SOLVED: Modern kernels fail to boot on old quad processor Pentium Pro server (Updated x3)

I’ve got an ancient Olivetti Netstrada, a deskside server system with quad Pentium Pro 200MHz processors, 256MB RAM, dual power supplies and five 4GB SCSI drives.

It’s been running Ubuntu 8.04 for ages and I found that with my partitioning layout (set up for testing ZFS-fuse ages ago) I couldn’t upgrade it without major surgery so I decided I’d just put Debian on it instead. That’s where I hit problems..

  1. Debian/kfreebsd (Squeeze & daily) – kernel panics very early with panic: vm_fault: fault on nofault entry, addr: c3925000.
  2. Debian/Linux Squeeze – CD boot loader hangs before getting to menu
  3. Debian Lenny – install kernel panics when uncompressing the initramfs, claims it’s out of memory.

Fortunately the Debian Etch install CD boots and installs correctly, only problem is that Etch is now archived and there are no updates for it..

I dist-upgraded to Lenny and found that the latest kernel there still panics on boot, but the user space is OK. Then I went to Squeeze and found that yes, the Squeeze kernel hangs very early, just after saying it was booting the kernel after uncompressing. Unfortunately the udev in Squeeze won’t work with the Etch kernel, but all that’s broken so far is bringing up the network interface and I can do that by hand with dhclient eth0. Oh, and grub2 hangs (which I suspect is the same issue as the install CD).

I’ve tried building my own kernel using 2.6.38.3 starting with an “allnoconfig” to disable everything and only turn on the minimum necessary, but that has the same behaviour as the 2.6.32 kernel that is in Squeeze, the last thing printed to the console is:

Booting the kernel.

which is at the end of the decompress_kernel() function in arch/x86/boot/compressed/misc.c.

Does anyone have any ideas before I go and throw myself on the tender mercies of the LKML ?

Update: Both Alan Cox and Ingo Molnar suggested using the earlyprintk=vga option which I’d not stumbled across before, that revealed that the 2.6.39-rc4 kernel is misdetecting LOWMEM as 16MB not 256MB which could explain a lot. It also reminded me that I’d seen this before and had an offlist conversation with H. Peter Anvin about it in 2008 which tailed off due to work pressures on his part.

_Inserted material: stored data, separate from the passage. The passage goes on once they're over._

PR #6475, opened 2016-01-06
Updated invite route and function for new standards, and added tests.

TheHollidayInn:
Here I have updated the private functions to use new syntax. I have also implemented the ability to invite by email and userId. Then, I added tests. 

This PR is what I need merged before adding tests and the other group routes.

### DIFF
--- a/test/api/v3/integration/groups/POST-groups_invite.test.js
+++ b/test/api/v3/integration/groups/POST-groups_invite.test.js
@@ -2,6 +2,9 @@ import {
   generateUser,
   translate as t,
 } from '../../../../helpers/api-integration.helper';
+import { v4 as generateUUID } from 'uuid';
+
+const INVITES_LIMIT = 100;
 
 describe('Post /groups/:groupId/invite', () => {
   let inviter;
@@ -18,7 +21,7 @@ describe('Post /groups/:groupId/invite', () => {
 
   describe('user id invites', () => {
     it('returns an error when invited user is not found', async () => {
-      let fakeID = '206039c6-24e4-4b9f-8a31-61cbb9aa3f66';
+      let fakeID = generateUUID();
 
       await expect(inviter.post(`/groups/${group._id}/invite`, {
         uuids: [fakeID],
@@ -31,7 +34,7 @@ describe('Post /groups/:groupId/invite', () => {
     });
 
     it('returns an error when uuids is not an array', async () => {
-      let fakeID = '206039c6-24e4-4b9f-8a31-61cbb9aa3f66';
+      let fakeID = generateUUID();
 
       await expect(inviter.post(`/groups/${group._id}/invite`, {
         uuids: {fakeID},
@@ -48,6 +51,23 @@ describe('Post /groups/:groupId/invite', () => {
         uuids: [],
       }))
       .to.eventually.be.empty;
+    });
+
+    it('returns an error when there are more than INVITES_LIMIT uuids', async () => {
+      let uuids = [];
+
+      for (let i = 0; i < 101; i += 1) {
+        uuids.push(generateUUID());
+      }
+
+      await expect(inviter.post(`/groups/${group._id}/invite`, {
+        uuids,
+      }))
+      .to.eventually.be.rejected.and.eql({
+        code: 400,
+        error: 'BadRequest',
+        message: t('canOnlyInviteMaxInvites', {maxInvites: INVITES_LIMIT}),
+      });
     });
 
     it('invites a user to a group by uuid', async () => {
@@ -85,10 +105,24 @@ describe('Post /groups/:groupId/invite', () => {
       await expect(userToInvite.get('/user')).to.eventually.have.deep.property('invitations.guilds[0].id', group._id);
       await expect(userToInvite2.get('/user')).to.eventually.have.deep.property('invitations.guilds[0].id', group._id);
     });
+
+    it('returns an error when inviting multiple users and a user is not found', async () => {
+      let userToInvite = await generateUser();
+      let fakeID = generateUUID();
+
+      await expect(inviter.post(`/groups/${group._id}/invite`, {
+        uuids: [userToInvite._id, fakeID],
+      }))
+      .to.eventually.be.rejected.and.eql({
+        code: 404,
+        error: 'NotFound',
+        message: t('userWithIDNotFound', {userId: fakeID}),
+      });
+    });
   });
 
   describe('email invites', () => {
-    let testInvite = {name: 'test', email: 'test@habitca.com'};
+    let testInvite = {name: 'test', email: 'test@habitica.com'};
 
     it('returns an error when invite is missing an email', async () => {
       await expect(inviter.post(`/groups/${group._id}/invite`, {
@@ -119,6 +153,23 @@ describe('Post /groups/:groupId/invite', () => {
       .to.eventually.be.empty;
     });
 
+    it('returns an error when there are more than INVITES_LIMIT emails', async () => {
+      let emails = [];
+
+      for (let i = 0; i < 101; i += 1) {
+        emails.push(`${generateUUID()}@habitica.com`);
+      }
+
+      await expect(inviter.post(`/groups/${group._id}/invite`, {
+        emails,
+      }))
+      .to.eventually.be.rejected.and.eql({
+        code: 400,
+        error: 'BadRequest',
+        message: t('canOnlyInviteMaxInvites', {maxInvites: INVITES_LIMIT}),
+      });
+    });
+
     it('invites a user to a group by email', async () => {
       await expect(inviter.post(`/groups/${group._id}/invite`, {
         emails: [testInvite],
@@ -127,7 +178,7 @@ describe('Post /groups/:groupId/invite', () => {
 
     it('invites multiple users to a group by email', async () => {
       await expect(inviter.post(`/groups/${group._id}/invite`, {
-        emails: [testInvite, {name: 'test2', email: 'test2@habitca.com'}],
+        emails: [testInvite, {name: 'test2', email: 'test2@habitica.com'}],
       })).to.exist;
     });
   });
@@ -142,11 +193,34 @@ describe('Post /groups/:groupId/invite', () => {
       });
     });
 
+    it('returns an error when there are more than INVITES_LIMIT uuids and emails', async () => {
+      let emails = [];
+      let uuids = [];
+
+      for (let i = 0; i < 50; i += 1) {
+        emails.push(`${generateUUID()}@habitica.com`);
+      }
+
+      for (let i = 0; i < 51; i += 1) {
+        uuids.push(generateUUID());
+      }
+
+      await expect(inviter.post(`/groups/${group._id}/invite`, {
+        emails,
+        uuids,
+      }))
+      .to.eventually.be.rejected.and.eql({
+        code: 400,
+        error: 'BadRequest',
+        message: t('canOnlyInviteMaxInvites', {maxInvites: INVITES_LIMIT}),
+      });
+    });
+
     it('invites users to a group by uuid and email', async () => {
       let newUser = await generateUser();
       let invite = await inviter.post(`/groups/${group._id}/invite`, {
         uuids: [newUser._id],
-        emails: [{name: 'test', email: 'test@habitca.com'}],
+        emails: [{name: 'test', email: 'test@habitica.com'}],
       });
       let invitedUser = await newUser.get('/user');
 
--- a/test/api/v3/integration/groups/POST-groups_invite.test.js
+++ b/test/api/v3/integration/groups/POST-groups_invite.test.js
@@ -1,0 +1,236 @@
+import {
+  generateUser,
+  translate as t,
+} from '../../../../helpers/api-integration.helper';
+
+describe('Post /groups/:groupId/invite', () => {
+  let inviter;
+  let group;
+  let groupName = 'Test Public Guild';
+
+  beforeEach(async () => {
+    inviter = await generateUser({balance: 1});
+    group = await inviter.post('/groups', {
+      name: groupName,
+      type: 'guild',
+    });
+  });
+
+  describe('user id invites', () => {
+    it('returns an error when invited user is not found', async () => {
+      let fakeID = '206039c6-24e4-4b9f-8a31-61cbb9aa3f66';
+
+      await expect(inviter.post(`/groups/${group._id}/invite`, {
+        uuids: [fakeID],
+      }))
+      .to.eventually.be.rejected.and.eql({
+        code: 404,
+        error: 'NotFound',
+        message: t('userWithIDNotFound', {userId: fakeID}),
+      });
+    });
+
+    it('returns an error when uuids is not an array', async () => {
+      let fakeID = '206039c6-24e4-4b9f-8a31-61cbb9aa3f66';
+
+      await expect(inviter.post(`/groups/${group._id}/invite`, {
+        uuids: {fakeID},
+      }))
+      .to.eventually.be.rejected.and.eql({
+        code: 400,
+        error: 'BadRequest',
+        message: t('uuidsMustBeAnArray'),
+      });
+    });
+
+    it('returns empty when uuids is empty', async () => {
+      await expect(inviter.post(`/groups/${group._id}/invite`, {
+        uuids: [],
+      }))
+      .to.eventually.be.empty;
+    });
+
+    it('invites a user to a group by uuid', async () => {
+      let userToInvite = await generateUser();
+
+      await expect(inviter.post(`/groups/${group._id}/invite`, {
+        uuids: [userToInvite._id],
+      })).to.eventually.deep.equal([{
+        id: group._id,
+        name: groupName,
+        inviter: inviter._id,
+      }]);
+      await expect(userToInvite.get('/user'))
+        .to.eventually.have.deep.property('invitations.guilds[0].id', group._id);
+    });
+
+    it('invites multiple users to a group by uuid', async () => {
+      let userToInvite = await generateUser();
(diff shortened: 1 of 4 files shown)


test/api/v3/integration/groups/POST-groups_invite.test.js
```diff
@@ -0,0 +1,198 @@
...
+  translate as t,
+} from '../../../../helpers/api-integration.helper';
+
+describe('Post /groups/:groupId/invite', () => {
+  let user;
+  let group;
+
+  beforeEach(async () => {
+    user = await generateUser({balance: 1});
+    let groupName = 'Test Public Guild';
```
crookedneighbor: I don't think it's meaningful to pull these out into variables.

test/api/v3/integration/groups/POST-groups_invite.test.js
```diff
@@ -0,0 +1,198 @@
...
+      }))
+      .to.eventually.be.rejected.and.eql({
+        code: 404,
+        error: 'NotFound',
+        message: t('userWithIDNotFound', {userId: fakeID}),
+      });
+    });
+
+    it('invites a user to a group by uuid', async () => {
+      let newUser = await generateUser();
```
crookedneighbor: Let's be more meaningful with the variable name. Maybe something like `invitedUser`

test/api/v3/integration/groups/POST-groups_invite.test.js
```diff
@@ -0,0 +1,198 @@
...
+      let invite = await user.post(`/groups/${group._id}/invite`, {
+        uuids: [newUser._id],
+      });
+      let invitedUser = await newUser.get('/user');
```
crookedneighbor: This could instead be:

```
await expect(invitedUser.get('/user')).to.eventually.have.deep.property('invitedUser.invitations.guilds[0].id', group._id);
```

test/api/v3/integration/groups/POST-groups_invite.test.js
```diff
@@ -0,0 +1,198 @@
+import {
+  generateUser,
+  translate as t,
+} from '../../../../helpers/api-integration.helper';
+
+describe('Post /groups/:groupId/invite', () => {
+  let user;
```
crookedneighbor: Let's make this something like `inviter` or `invitingUser`

test/api/v3/integration/groups/POST-groups_invite.test.js
```diff
@@ -0,0 +1,198 @@
...
+    let groupType = 'guild';
+    group = await user.post('/groups', {
+      name: groupName,
+      type: groupType,
+    });
+  });
+
+  describe('user id invites', () => {
+    it('returns an error when invited user is not found', async () => {
+      let fakeID = 'fakeID';
```
crookedneighbor: This should probably be a uuid instead of the string `'fakeID'`.

test/api/v3/integration/groups/POST-groups_invite.test.js
```diff
@@ -0,0 +1,198 @@
...
+      let newUser2 = await generateUser();
+      let invite = await user.post(`/groups/${group._id}/invite`, {
+        uuids: [newUser._id, newUser2._id],
+      });
+      let invitedUser = await newUser.get('/user');
+      let invitedUser2 = await newUser2.get('/user');
+
+      expect(invite).to.exist;
+      expect(invitedUser.invitations.guilds[0].id).to.equal(group._id);
+      expect(invitedUser2.invitations.guilds[0].id).to.equal(group._id);
```
crookedneighbor: Same two notes as the last test, could have more meaningful variable names and you can write the expectation directly on the `get('/user')` call for each user.

test/api/v3/integration/groups/POST-groups_invite.test.js
```diff
@@ -0,0 +1,198 @@
...
+    });
+
+    it('invites a user to a group by uuid', async () => {
+      let newUser = await generateUser();
+      let invite = await user.post(`/groups/${group._id}/invite`, {
+        uuids: [newUser._id],
+      });
+      let invitedUser = await newUser.get('/user');
+
+      expect(invite).to.exist;
```
crookedneighbor: There should be a separate test that asserts on what is returned from the invite call.

test/api/v3/integration/groups/POST-groups_invite.test.js
```diff
@@ -0,0 +1,198 @@
...
+    });
+  });
+
+  describe('email invites', () => {
+    it('invites a user to a group by email', async () => {
+      let invite = await user.post(`/groups/${group._id}/invite`, {
+        emails: [{name: 'test', email: 'test@habitca.com'}],
+      });
+
+      expect(invite).to.exist;
```
crookedneighbor: We should decide explicitly what the invite call returns and assert on it.

test/api/v3/integration/groups/POST-groups_invite.test.js
```diff
@@ -0,0 +1,198 @@
...
+      await expect(user.post(`/groups/${group._id}/invite`, {
+        uuids: [newUser._id],
+      }))
+      .to.eventually.be.rejected.and.eql({
+        code: 401,
+        error: 'NotAuthorized',
+        message: t('userAlreadyInvitedToGroup'),
+      });
+    });
```
crookedneighbor, line 264: What happens when you invite multiple users and one is already in the group/invited to the group and the others are not?

test/api/v3/integration/groups/POST-groups_invite.test.js
```diff
@@ -0,0 +1,198 @@
...
+  });
+
+  describe('party invites', () => {
+    let party;
+    let partyName = 'Test Party';
```
crookedneighbor: Again, not meaningful to have these as variable names.

website/src/controllers/api-v3/groups.js
```diff
@@ -391,145 +392,101 @@ api.removeGroupMember = {
...
+    }
+    userToInvite.invitations.guilds.push({id: group._id, name: group.name, inviter: res.locals.user._id});
+  } else if (group.type === 'party') {
+    if (!_.isEmpty(userToInvite.invitations.party)) {
+      throw new NotAuthorized(res.t('userAlreadyPendingInvitation'));
+    }
+    if (userToInvite.party._id) {
+      throw new NotAuthorized(res.t('userAlreadyInAParty'));
+    }
+    // @TODO: Why was this here?
```
crookedneighbor, line 421: Can you explain your question better?

website/src/controllers/api-v3/groups.js
```diff
@@ -563,15 +520,25 @@ api.inviteToGroup = {
     let uuids = req.body.uuids;
     let emails = req.body.emails;
```
crookedneighbor, line 528: Should we have a cap on the number of uuids and emails a user can invite at once?

website/src/controllers/api-v3/groups.js
```diff
@@ -563,15 +520,25 @@ api.inviteToGroup = {
...
 
-    if (uuids && emails) { // TODO fix this, low priority, allow for inviting by both at the same time
-      throw new BadRequest(res.t('canOnlyInviteEmailUuid'));
-    } else if (Array.isArray(uuids)) {
-      // return _inviteByUUIDs(uuids, group, user, req, res, next);
-    } else if (Array.isArray(emails)) {
-      // return _inviteByEmails(emails, group, user, req, res, next);
-    } else {
+    if (!Array.isArray(uuids) && !Array.isArray(emails)) {
```
crookedneighbor: Could we do something like:

``` js
let hasUuids = !_.isEmpty(Array.isArray(uuids));
let hasEmails = !_.isEmpty(Array.isArray(emails));

if (!hasUuids && !hasEmails) {
  throw new BadRequest(res.t('canOnlyInviteEmailUuid'));
}

let results = [];

if (hasUuids) {
  // stuff
}

if (hasEmails) {
  // stuff
}
```

website/src/controllers/api-v3/groups.js
```diff
@@ -563,15 +520,25 @@ api.inviteToGroup = {
...
+      results.push(uuidResults);
+    }
+
+    if (Array.isArray(emails)) {
+      let emailInvites = emails.map((invite) => _inviteByEmail(invite, group, user, req, res));
+      let emailResults = await Q.all(emailInvites);
+      results.push(emailResults);
+    }
+
+    res.respond(200, {});
```
crookedneighbor: We should respond with something. Maybe: `{ message: "<number> invitations sent" }`

website/src/controllers/api-v3/groups.js
```diff
@@ -391,145 +392,101 @@ api.removeGroupMember = {
...
+  ]})
+  .select({_id: true, 'preferences.emailNotifications': true})
+  .exec();
+
+  if (userToContact) {
+    userReturnInfo = await _inviteByUUID(userToContact._id, group, inviter, req, res);
+  } else {
+    userReturnInfo = invite.email;
+    // yeah, it supports guild too but for backward compatibility we'll use partyInvite as query
+    // TODO absolutely refactor this horrible code
```
crookedneighbor, line 473: We should listen to this TODO :smile:

website/src/controllers/api-v3/groups.js
```diff
@@ -391,145 +392,101 @@ api.removeGroupMember = {
...
+    const partyQueryString = JSON.stringify({id: group._id, inviter, name: group.name});
+    const encryptedPartyqueryString = encrypt(partyQueryString);
+    let link = `?partyInvite=${encryptedPartyqueryString}`;
+
+    let variables = [
+      {name: 'LINK', content: link},
+      {name: 'INVITER', content: inviter || inviter.name},
```
crookedneighbor: This doesn't look quite right to me. User is getting passed in here, so it should be `inviter.profile.name`

website/src/controllers/api-v3/groups.js
```diff
@@ -391,145 +392,101 @@ api.removeGroupMember = {
...
+      {name: 'REPLY_TO_ADDRESS', content: inviter.email},
```
crookedneighbor, line 481: This is also not right.

website/src/controllers/api-v3/groups.js
```diff
@@ -391,145 +392,101 @@ api.removeGroupMember = {
...
+
+  if (userToContact) {
+    userReturnInfo = await _inviteByUUID(userToContact._id, group, inviter, req, res);
+  } else {
+    userReturnInfo = invite.email;
+    // yeah, it supports guild too but for backward compatibility we'll use partyInvite as query
+    // TODO absolutely refactor this horrible code
+    const partyQueryString = JSON.stringify({id: group._id, inviter, name: group.name});
+    const encryptedPartyqueryString = encrypt(partyQueryString);
+    let link = `?partyInvite=${encryptedPartyqueryString}`;
```
crookedneighbor, line 476: @paglias Is this `partyInvite` query something in our email server?

paglias, line 476: No it's not on the email server, it's used on the main server to show invitations to non-registered users. If you open a habitica.com?partyInvite=code link I think once you signup you automatically get invited to the group. This is the old code https://github.com/HabitRPG/habitrpg/blob/develop/website/src/controllers/api-v2/user.js#L547 I'll refactor this once we get to that point

website/src/controllers/api-v3/groups.js
paglias, line 528: Hmm probably a good idea. At some point we'll also have to enforce limits in other places too

website/src/controllers/api-v3/groups.js
paglias: why `_.isEmpty` and not just `hasUuids = Array.isArray(uuids)` and `if (uuids)`?

website/src/controllers/api-v3/groups.js
paglias: or return the invitations that are now on the users' profiles

website/src/controllers/api-v3/groups.js
TheHollidayInn, line 473: Yea, I move some of the strings out to make it more readable. I'll take a look to see if there is any more to change.

website/src/controllers/api-v3/groups.js
TheHollidayInn: How about this?

```
    let uuids = req.body.uuids;
    let emails = req.body.emails;

    if (!uuids && !emails) {
      throw new BadRequest(res.t('canOnlyInviteEmailUuid'));
    }

    let uuidsIsArray = Array.isArray(uuids);
    let emailsIsArray = Array.isArray(emails);

    let results = [];

    if (uuidsIsArray) {
      let uuidInvites = uuids.map((uuid) => _inviteByUUID(uuid, group, user, req, res));
      let uuidResults = await Q.all(uuidInvites);
      results.push(uuidResults);
    }

    if (emailsIsArray) {
      let emailInvites = emails.map((invite) => _inviteByEmail(invite, group, user, req, res));
      let emailResults = await Q.all(emailInvites);
      results.push(emailResults);
    }
```

website/src/controllers/api-v3/groups.js
TheHollidayInn, line 528: That's a good idea. What should I cap at?

test/api/v3/integration/groups/POST-groups_invite.test.js
TheHollidayInn, line 264: It should just throw an error as shown in a test above. I'll make an explicit test for multiple users. Throwing an error in the middle may not be the best though, because, some users will have invites. Hmm..

website/src/controllers/api-v3/groups.js
paglias, line 528: I'd say 100

website/src/controllers/api-v3/groups.js
paglias: @TheHollidayInn seems good but since we only support emails OR uuids there's no need to push emailResults to results, just do `results = await Q.all(emailInvited/uuidInvites)`

TheHollidayInn: Well, I updated the code to support emails and uuids.

paglias: @TheHollidayInn at the same time? In which case this check should be removed https://github.com/HabitRPG/habitrpg/pull/6475/files#diff-110878cdf614e13dc8eac3ea77ed6265R523

TheHollidayInn: Alright, I'm going to add two more tests for each email and uuids to test if there was an object passed and if the array is empty. Then, I'll test out Blades code to see if it passes. Does that sounds correct? I'll post an update soon if you need to see.

TheHollidayInn: And, to clarify, here is the logic I am about to refactor the code for:

//If we have neither, return error
//If we have uuids, but empty or object, return error
 //If we have emails, but empty or object, return error

paglias: Yeah it looks good, I misread the code. One thing that may change is the error string here https://github.com/HabitRPG/habitrpg/pull/6475/files#diff-110878cdf614e13dc8eac3ea77ed6265R524 

And when you push to results you may want to use the spread operator to push invites individually to `results`: `results.push(...uuidResults)` More infot https://developer.mozilla.org/it/docs/Web/JavaScript/Reference/Operators/Spread_operator

TheHollidayInn: Yea, I just saw that error again while refactoring. I'm going to change it for sure.

And, sweet. I'll look into that operator.

website/src/controllers/api-v3/groups.js
paglias: @TheHollidayInn regarding this one it would be very useful to return the invitations that are stored on the users so we can update the UI without a new request

TheHollidayInn: Will do!

TheHollidayInn:
Okay, updates:
-I removed extra abstract variables
-I added more meaningful variables names
-Added real UUIDs for examples
-Added limit and tests for invites - to be change per our slack discussion
-And, I added a test that when a user invites multiple users (and on user has an error) that the server will still respond with an error. I'm unsure if this is the functionality we want though.

website/src/controllers/api-v3/groups.js
```diff
@@ -391,145 +395,105 @@ api.removeGroupMember = {
...
-        Group.find({type: 'party', members: {$in: [uuid]}}, function(err, groups){
-          if (err) return cb(err);
-          if (!_.isEmpty(groups) && groups[0].members.length > 1) {
-            return cb({code: 400, err: "User already in a party."})
-          }
-          sendInvite();
-        });
-      }
+async function _inviteByUUID (uuid, group, inviter, req, res) {
+  // @TODO: Add Push Notifications
```
paglias, line 399: @TheHollidayInn there's a reason why the push notifications code was removed?

website/src/controllers/api-v3/groups.js
```diff
@@ -391,145 +395,105 @@ api.removeGroupMember = {
...
-    if (usersAlreadyRegistered.length > 0){
-      return _inviteByUUIDs(usersAlreadyRegistered, group, inviter, req, res, next);
+  if (group.type === 'guild') {
+    if (_.contains(userToInvite.guilds, group._id)) {
+      throw new NotAuthorized(res.t('userAlreadyInGroup'));
+    }
+    if (_.find(userToInvite.invitations.guilds, {id: group._id})) {
+      throw new NotAuthorized(res.t('userAlreadyInvitedToGroup'));
+    }
+    userToInvite.invitations.guilds.push({id: group._id, name: group.name, inviter: res.locals.user._id});
```
paglias: @TheHollidayInn instead of `inviter: res.locals.user._id` you could use `inviter: inviter._id`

Update 2: Thanks to Thomas Meyer and H. Peter Anvin it’s now known what happened – the commit message from hpa for Thomas’s patch describes it best:

When we use BIOS function e801 to probe memory, we should use ax/bx (or cx/dx) as a pair, not mix and match. This was a typo during the translation from assembly code, and breaks at least one set of machines in the field (which return cx = dx = 0).

The patch has been accepted by Linus and will be in 2.6.39!

Update 3: The patch is in 2.6.39-rc6 and that now successfully boots all the way to userspace with the kernel parameters “noapic scsi_mod.scan=sync”! Hooray!